Ab Initio, in concert with special-purpose messaging systems, can achieve extremely high performance rates – sustained rates of over 500,000 messages per second in mission-critical applications have been measured.

Furthermore, the Universal Subscribe and Universal Publish components are used in just the same way as Continuous>Flows components for 3rd party queuing products. This provides users with the option of switching from their in-house queuing solution to a 3rd party queuing product with minimal changes to their Ab Initio applications.

Robustness in the event of failures

The Co>Operating System checkpointing facility provides robust handling of application failure. A checkpoint allows an application to commit changes to multiple databases and input and output systems (queues). In the event of an application failure, the Co>Operating System does a “rollback” of the environment back to the last successful checkpoint. Once the underlying problem has been cleared up (database refuses to load, out of disk space, network failure, …), the application can be restarted, and it will automatically pick back up after the last successfully processed transaction.
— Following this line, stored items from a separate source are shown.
PR #5241, opened 2025-09-24
[M] CHAINSAW-474: Updated Refresher to use a single transaction

joshmalbrecht:
- Updated Refresher to use a single transaction to prevent some data being persisted while other data is rolled back to ensure data integrity.

### DIFF
--- a/spec-tests/src/test/java/org/candlepin/spec/pools/RefreshPoolsSpecTest.java
+++ b/spec-tests/src/test/java/org/candlepin/spec/pools/RefreshPoolsSpecTest.java
@@ -1,5 +1,5 @@
 /*
- * Copyright (c) 2009 - 2023 Red Hat, Inc.
+ * Copyright (c) 2009 - 2025 Red Hat, Inc.
  *
  * This software is licensed to you under the GNU General Public License,
  * version 2 (GPLv2). There is NO WARRANTY for this software, express or
@@ -513,7 +513,6 @@ public class RefreshPoolsSpecTest {
             .isNotNull()
             .singleElement()
             .isEqualTo(content.getId());
-
 
         // Modify the content for this product/sub
         String updatedUrl = "http://www.updated-url.com";
@@ -1246,7 +1245,6 @@ public class RefreshPoolsSpecTest {
             .isNotEqualTo(serialBeforeUpdate.longValue());
     }
 
-
     @Test
     @OnlyInHosted
     public void shouldRegenerateEntsWhenProvidedProductIsRemoved() throws Exception {
@@ -1536,7 +1534,7 @@ public class RefreshPoolsSpecTest {
 
     @Test
     @OnlyInHosted
-    public void shouldRegenerateEntsWhenPooolEndDataChanges() throws Exception {
+    public void shouldRegenerateEntsWhenPoolEndDataChanges() throws Exception {
         ProductDTO prod = createProductWithContent();
         SubscriptionDTO sub = adminClient.hosted().createSubscription(Subscriptions.random(owner, prod));
 
@@ -1800,7 +1798,6 @@ public class RefreshPoolsSpecTest {
             .extracting(EntitlementDTO::getCertificates, as(collection(CertificateDTO.class)))
             .singleElement()
             .returns(owner2EntCertificate.getId(), CertificateDTO::getId);
-
 
         // Refresh the second org and verify it now detects the product change and regenerates its
         // entitlement(s)
--- a/src/main/java/org/candlepin/controller/Refresher.java
+++ b/src/main/java/org/candlepin/controller/Refresher.java
@@ -1,5 +1,5 @@
 /*
- * Copyright (c) 2009 - 2023 Red Hat, Inc.
+ * Copyright (c) 2009 - 2025 Red Hat, Inc.
  *
  * This software is licensed to you under the GNU General Public License,
  * version 2 (GPLv2). There is NO WARRANTY for this software, express or
@@ -14,6 +14,7 @@
  */
 package org.candlepin.controller;
 
+import org.candlepin.controller.util.ExpectedExceptionRetryWrapper;
 import org.candlepin.model.Owner;
 import org.candlepin.model.OwnerCurator;
 import org.candlepin.model.Pool;
@@ -25,6 +26,8 @@ import org.candlepin.service.exception.subscription.SubscriptionServiceException
 import org.candlepin.service.model.OwnerInfo;
 import org.candlepin.service.model.SubscriptionInfo;
 
+import org.hibernate.exception.ConstraintViolationException;
+import org.hibernate.exception.LockAcquisitionException;
 import org.slf4j.Logger;
 import org.slf4j.LoggerFactory;
 
@@ -40,8 +43,15 @@ import java.util.Set;
 
 
 
+
 public class Refresher {
     private static final Logger log = LoggerFactory.getLogger(Refresher.class);
+
+    /**
+     * The number of times to retry the refresh operation if it fails as a result of a constraint
+     * violation.
+     */
+    private static final int CONSTRAINT_VIOLATION_RETRIES = 4;
 
     private final PoolManager poolManager;
     private final SubscriptionServiceAdapter subAdapter;
@@ -80,6 +90,25 @@ public class Refresher {
         return this;
     }
 
+    /**
+     * @return true if the refresher should perform lazy entitlement certificate regeneration or false if the
+     *  refresher should regenerate entitlement certificates immediately.
+     */
+    public boolean getLazyCertificateRegeneration() {
+        return this.lazy;
+    }
+
+    /**
+     * Adds the {@link Owner} to list of owners that should be refreshed.
+     *
+     * @param owner
+     *  that should be refreshed
+     *
+     * @throws IllegalArgumentException
+     *  if the provided owner is null or has a null key
+     *
+     * @return a reference to this refresher
+     */
     public Refresher add(Owner owner) {
         if (owner == null || owner.getKey() == null) {
             throw new IllegalArgumentException("Owner is null or lacks identifying information");
@@ -100,6 +129,8 @@ public class Refresher {
      * for other orgs.
      *
      * @param product
+     *  the product that should be refreshed globally
+     *
      * @return this Refresher instance
      */
     public Refresher add(Product product) {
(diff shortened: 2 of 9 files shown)


src/main/java/org/candlepin/controller/Refresher.java
```diff
@@ -89,6 +119,13 @@ public Refresher add(Owner owner) {
         return this;
     }
 
+    /**
+     * @return the owners that are to be refreshed.
+     */
+    public Map<String, Owner> getOwners() {
+        return this.owners;
+    }
```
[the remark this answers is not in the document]
joshmalbrecht: Updated

src/main/java/org/candlepin/controller/Refresher.java
```diff
@@ -100,13 +137,22 @@ public Refresher add(Owner owner) {
...
         products.add(product);
         return this;
     }
 
+    /**
+     * @return the set of {@link Product}s that should be refreshed.
+     */
+    public Set<Product> getProducts() {
+        return this.products;
+    }
```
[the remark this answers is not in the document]
joshmalbrecht: Updated

src/test/java/org/candlepin/controller/refresher/RefreshWorkerTest.java
```diff
@@ -1229,48 +1217,7 @@ public void testExecuteRetriesOnDatabaseDeadlock() {
...
-        worker.addSubscriptions(sinfo);
-
-        // Impl note: this only works because of the call to mockTransactionalFunctionality done in setup
-        this.mockEntityManager.getTransaction().begin();
-        Throwable thrown = assertThrows(Exception.class, () -> worker.execute(owner));
-        assertEquals(exception, thrown);
-
-        verify(mockProductCurator, times(1)).getProductsByIds(eq(null), any(Collection.class));
-        verify(mockProductCurator, times(1)).create(Mockito.any(Product.class), anyBoolean());
+        assertThrows(LockAcquisitionException.class, () -> worker.execute(owner));
```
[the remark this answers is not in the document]
joshmalbrecht: Handled in `RefresherTest.testRunShouldRetryTransactionForCertainException`

src/test/java/org/candlepin/controller/refresher/RefreshWorkerTest.java
```diff
@@ -1194,15 +1189,11 @@ public void testExecuteRetriesOnConstraintViolation() {
         RefreshWorker worker = this.buildRefreshWorker();
         worker.addSubscriptions(sinfo);
 
-        RefreshResult result = worker.execute(owner);
-        assertNotNull(result);
-
-        verify(mockProductCurator, times(2)).getProductsByIds(eq(null), any(Collection.class));
-        verify(mockProductCurator, times(3)).create(Mockito.any(Product.class), anyBoolean());
+        assertThrows(ConstraintViolationException.class, () -> worker.execute(owner));
```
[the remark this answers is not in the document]
joshmalbrecht: Handled in `RefresherTest.testRunShouldRetryTransactionForCertainException`

src/main/java/org/candlepin/controller/Refresher.java
```diff
@@ -149,49 +195,55 @@ public void run() {
             subscriptions.addAll(subs);
         }
 
-        for (SubscriptionInfo subscription : subscriptions) {
-            // drop any subs for owners in our owners list. we'll get them with the full
-            // refreshPools call.
-            OwnerInfo so = subscription.getOwner();
+        for (Owner owner : this.owners.values()) {
+            Supplier<Owner> refreshTask = () -> {
+                for (SubscriptionInfo subscription : subscriptions) {
```
nikosmoum: I wouldn't mix these 2 blocks (the for loop over subscriptions, and the for loop over the owners), since the former (subscriptions) is a dead code branch. That was supposed to be doing Refreshes for specific Subscriptions/Products (instead of for a specific Owner), but it has never really been used.

In fact I would say, move everything that is before the original `for (Owner owner : this.owners.values()) {` part, into its own private method, call that method from the run() method, but comment it out with a comment that explains that if we ever want to do Product-specific refreshes, we can uncomment it. 

And only the Owner for loop should be part of the refreshTask

spec-tests/src/test/java/org/candlepin/spec/pools/RefreshPoolsSpecTest.java
```diff
@@ -1962,6 +1963,36 @@ public void shouldDetectProductChangesAcrossMultipleOrgsSCACertificateRegenerati
         assertNotEquals(owner2SCALastUpdate2, owner2SCALastUpdate3);
     }
 
+    @Test
+    @OnlyInHosted
+    public void shouldRecoverFromConcurrentProductCreation() throws Exception {
```
nikosmoum: This test isn't reproducing the issue unfortunately. I've copied it into my local checkout (without copying the production changes), and run it 100 times with `@RepeatedTest(100)`, and it succeeded all 100 times. Unless there's a way to make it fail when the fix isn't applied, we should remove it

src/main/java/org/candlepin/controller/refresher/RefreshWorker.java
```diff
@@ -385,92 +376,79 @@ private void mapExistingContent(Collection<Content> content) {
...
+     * @throws LockAcquisitionException
+     *  if two owners create the same products or content in simultaneous transactions but in a specific
+     *  ordering
+     *
      * @return
      *  the result of this refresh operation
      */
     @SuppressWarnings("indentation")
     public RefreshResult execute(Owner owner) {
-        Supplier<RefreshResult> block = () -> {
```
nikosmoum, line 393: I wonder why refresh was split into 2 transactions in the first place. To save time/resources upon failure? Chris may know, but we can ask him when he's back from PTO

src/main/java/org/candlepin/controller/Refresher.java
joshmalbrecht: Yeah, this makes sense and is a great idea! I made the changes and removed the now unused unit tests in `RefresherTest.java`.

spec-tests/src/test/java/org/candlepin/spec/pools/RefreshPoolsSpecTest.java
joshmalbrecht: Yeah, this spec test won't recreate the issue and I should have made a comment on the PR that points this out. I added this spec test because I noticed that the concurrent product creation scenario wasn't being tested at the spec test level. Unfortunately, I don't see a way to trigger an exception in the problematic code area at the spec test level to recreate the actual issue. 

I removed the spec test.

src/main/java/org/candlepin/controller/refresher/RefreshWorker.java
joshmalbrecht: Yeah, I'm sure either, but it is a good idea to have Chris take a look!

src/main/java/org/candlepin/controller/Refresher.java
```diff
@@ -178,21 +250,6 @@ public void run() {
...
-                this.recalculatePoolQuantitiesForOwner(owner);
-                this.updateRefreshDate(owner);
-            }
-            catch (SubscriptionServiceException e) {
-                throw new RuntimeException(
-                    String.format("Unexpected subscription error for organization '%s'", owner.getKey()), e);
-            }
-            catch (ProductServiceException e) {
-                throw new RuntimeException("Unexpected product error in pool refresh", e);
-            }
```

Most checkpointing schemes are notoriously expensive from a computational perspective, and developers’ efforts to try to minimize that cost often result in complex, unstable applications. The Co>Operating System was architected to both have extremely high performance and to be robust. The Co>Operating System provides a number of checkpointing alternatives that trade off transaction latency against recovery time. In all cases, the Co>Operating System guarantees that all transactions will ultimately be written once and only once to all target devices (databases, files, and queues).

The Co>Operating System provides two basic mechanisms for checkpointing. The best known is the XA standard protocol for 2-phase-commit. The Co>Operating System includes a transaction manager that will coordinate commits across disparate databases and queuing products, and can even batch transactions into a single commit to increase throughput.

However, XA has its limitations: it has high computational overhead; it is complex to administer; and it is not supported by all desired input and output devices. As a consequence, most Ab Initio users depend on the Co>Operating System’s native checkpointing mechanism, which is very much like 2-phase-commit. This mechanism works with all input and output devices (databases, files, and queues) to which Ab Initio connects, works across heterogeneous and distributed servers, and is very performant and extremely robust. Ab Initio has even built into its connector components ways of compensating for limitations of certain 3rd party queuing products – for example, in certain products a queue manager crash can result in transactions being delivered more than once.

With the Co>Operating System’s native checkpointing system, developers can control the frequency of checkpoints in a number of ways, such as the number of transactions and elapsed time, or as a result of an event such as a special token in the message stream. Furthermore, they can control the degree of transactional consistency at checkpoint time across multiple output devices. Default settings yield very high performance; transactions are never lost; and the correctness of the application is never sacrificed.

Operational robustness

The Co>Operating System seriously addresses operational requirements for mission-critical, real-time applications. Some example mechanisms include:

  • Running multiple instances of a real-time application simultaneously for load-balancing and failover
  • Bringing down pieces of an application system so that updated modules can be initiated without suspending a 7×24 nonstop system
  • Pooling connections to databases to limit resource usage
  • “Folding” multiple components into a single process to lower CPU overhead and memory footprint
  • Using “micrographs” – dynamically loadable graph logic – to dramatically reduce the use of operating system resources


The Continuous>Flows approach to real-time processing brings together the productivity increases of graphical dataflow implementation, a truly general model for connecting to data streams, and robust mechanisms for reliably checkpointing work and coordinating transactions.